To do: Give back exactly the lines that run from the beginning of the entries to the line containing "the three appear.", both included, and nothing else.

(Saved data entries)
Content starts

PR #136, opened 2026-07-19
feat: make the Tako agent an opt-in tool via the tools query parameter

25eliu:
## What

Makes the Tako **Answer Agent** an **opt-in** tool instead of a default one. It's enabled per-connection the standard MCP way — a `tools` query parameter on the server URL — mirroring how Exa exposes its optional tools (`?tools=agent_tools`):

```
https://mcp.tako.com/mcp?tools=agent
```

`agent` is an alias for the whole agent feature. With it enabled the server exposes the single-call `tako_agent` on Claude/unknown clients and automatically switches to the `tako_agent_start` / `tako_agent_wait` split pair on ChatGPT. Without it, none of the three appear.

| URL | Claude / unknown | ChatGPT |
|---|---|---|
| `.../mcp` | 8 defaults, **no agent** | 8 defaults, no agent |
| `.../mcp?tools=agent` | + `tako_agent` | + `tako_agent_start` / `tako_agent_wait` |

## Why

The agent is a slow (~30–90 s), opinionated, multi-step research tool — the right choice for some questions but not a sensible *default* sitting next to the fast one-shot tools. Making it opt-in keeps the default surface lean and lets callers turn the agent on deliberately.

## ⚠️ Breaking behavior change

Connectors that receive `tako_agent` by default **today** will stop seeing it until they append `?tools=agent` to their MCP URL. This is the intended product change. Existing installs that rely on the agent must update their connector URL to re-enable it. (Titled `feat:` for a patch bump — retitle to `feat!:` if you want release-please to cut a minor version instead.)

## How it works

- **`workers/src/tools/_optional.ts`** (new) — single source of truth: the `agent` alias → `[tako_agent, tako_agent_start, tako_agent_wait]` mapping, a derived `OPTIONAL_TOOL_NAMES` set, and a pure, tolerant `parseEnabledOptionalToolNames` parser (comma-split, trim, lowercase, dedupe; **only aliases** recognized; unknown tokens ignored, never fatal — a typo can't break `initialize`).
- **`workers/src/mcp.ts`** — `handleMcpRequest` reads `?tools=`, resolves it, and logs the raw value + resolved set for `wrangler tail`. `createMcpServer` gains an `enabledOptionalToolNames` option; the registration loop skips any tool in `OPTIONAL_TOOL_NAMES` unless enabled, **ahead of** the existing per-client filters so the right agent variant is still chosen.
- The generated registry (`registry/server.json`) still lists all 11 tools — discovery lists everything, the runtime filters per request (same precedent as the ChatGPT-split tools). No `gen-registry` change needed.

## Docs

- **README** — new "Enabling the Tako agent (opt-in)" section + cross-references, plus a broader accuracy pass (see below).
- **llms.txt / llms-full.txt / AGENTS.md** — document the opt-in and how to enable it.

### README accuracy pass (bundled)

While documenting the agent I audited the whole README against the code and fixed pre-existing inaccuracies:

- Documented the **graph tools** (`tako_graph_search` / `tako_graph_related` / `tako_graph_node`), which shipped but were never listed.
- Fixed `tako_search` / `tako_answer` **`sources` default** — it's both `data`+`web`, not the documented `["tako"]`; canonical values are `data`/`web`.
- Reconciled the self-contradictory OAuth **Prerequisites** ("mint a token" step vs "no longer required") and corrected a stale **`trytako.com` → `tako.com`**.
- Corrected the Architecture diagram's Django host (**`tako.com`**, not `api.tako.com`).
- Corrected the `tako_search` inline-render claim (inline widget on ChatGPT; Open-in-Tako link on Claude.ai, where the widget is suppressed).
- Removed a misleading reused screenshot + an unfilled screenshot placeholder; all remaining image references verified present.

## Testing

- **Unit** (`workers/src/tools/_optional.test.ts`, new) — parser: null/empty/whitespace, `agent`, case+whitespace, dupes, unknown token, raw-tool-name (alias-only), mixed list; plus `OPTIONAL_TOOL_NAMES` derivation.
- **Integration** (`workers/src/index.test.ts`) — updated the default-set + ChatGPT tests and added no-param and `?tools=agent` cases across claude / chatgpt / unknown clients.
- Full suite green: **274 passing**, typecheck clean, `registry:check` + `schemas:check` OK.

## Known follow-up (not in this PR)

`tako_search` / `tako_answer` tool descriptions still tell the model to "use the Tako Answer Agent" for figure-it-out questions. When a connection hasn't enabled the agent that guidance dangles (the model just falls back to search). Worth softening to "(if enabled)" in a follow-up, since it's model-facing prompt copy with its own test coverage.


workers/src/index.test.ts
```diff
@@ -332,6 +326,70 @@ describe("worker routing", () => {
...
+    };
+    const names = new Set(body.result.tools.map((t) => t.name));
+    // Claude / unknown clients get the single-call tool...
+    expect(names.has("tako_agent")).toBe(true);
+    // ...and never the ChatGPT-only split pair.
+    expect(names.has("tako_agent_start")).toBe(false);
+    expect(names.has("tako_agent_wait")).toBe(false);
+    expect(names.has("tako_search")).toBe(true);
+    // 8 default tools + tako_agent = 9.
+    expect(body.result.tools).toHaveLength(9);
```
noahjax, line 390: [Suggestion] The unit tests prove `parseEnabledOptionalToolNames("nope") → ∅`, but there's no e2e case asserting an *unknown* `?tools=` value still yields the default 8 tools at the request layer. A one-line `?tools=nope → toHaveLength(8)` case here would guard the "a typo never breaks the connection" promise end-to-end, alongside these no-param / `?tools=agent` cases.

noahjax (approved):
Clean, well-specced change — the opt-in gate runs ahead of the per-client filters (verified), routing is by `pathname` so `?tools=agent` never perturbs the OAuth `.well-known` paths, and coverage is solid. Approving. Two non-blocking items:

1. **`llms-full.txt` missed the `sources` accuracy fix.** This PR corrects the `sources` default in the README (`["data","web"]`, with `"tako"` a legacy synonym), but `llms-full.txt:30` still documents `tako_search`'s `sources` as `["tako"] (curated, default)` — which is factually wrong (the default is both data+web, not curated-only) and is the exact class of inaccuracy this PR's accuracy pass set out to fix. `llms-full.txt:41` (`tako_answer`) also still uses the legacy `tako` value. Since these are model-facing docs, worth folding into the same PR.

2. **Connector-continuity — the crux of the rollout.** The unit/integration tests can't cover whether Claude.ai / ChatGPT actually *preserve* `?tools=agent` on every `tools/list` POST after the OAuth connect — that host behavior is the sole path by which an existing install re-enables the agent. Recommend a staging smoke with a real Claude.ai + ChatGPT connector on `?tools=agent` before cutting the release.

docs/superpowers/specs/2026-07-18-opt-in-agent-via-tools-param-design.md
jed326, line 1: Sorry I missed this in previous PRs, but the MCP repo is a public repo so we shouldn't commit the superpowers specs in there.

Content ends

Your response:
PR #136, opened 2026-07-19
feat: make the Tako agent an opt-in tool via the tools query parameter

25eliu:
## What

Makes the Tako **Answer Agent** an **opt-in** tool instead of a default one. It's enabled per-connection the standard MCP way — a `tools` query parameter on the server URL — mirroring how Exa exposes its optional tools (`?tools=agent_tools`):

```
https://mcp.tako.com/mcp?tools=agent
```

`agent` is an alias for the whole agent feature. With it enabled the server exposes the single-call `tako_agent` on Claude/unknown clients and automatically switches to the `tako_agent_start` / `tako_agent_wait` split pair on ChatGPT. Without it, none of the three appear.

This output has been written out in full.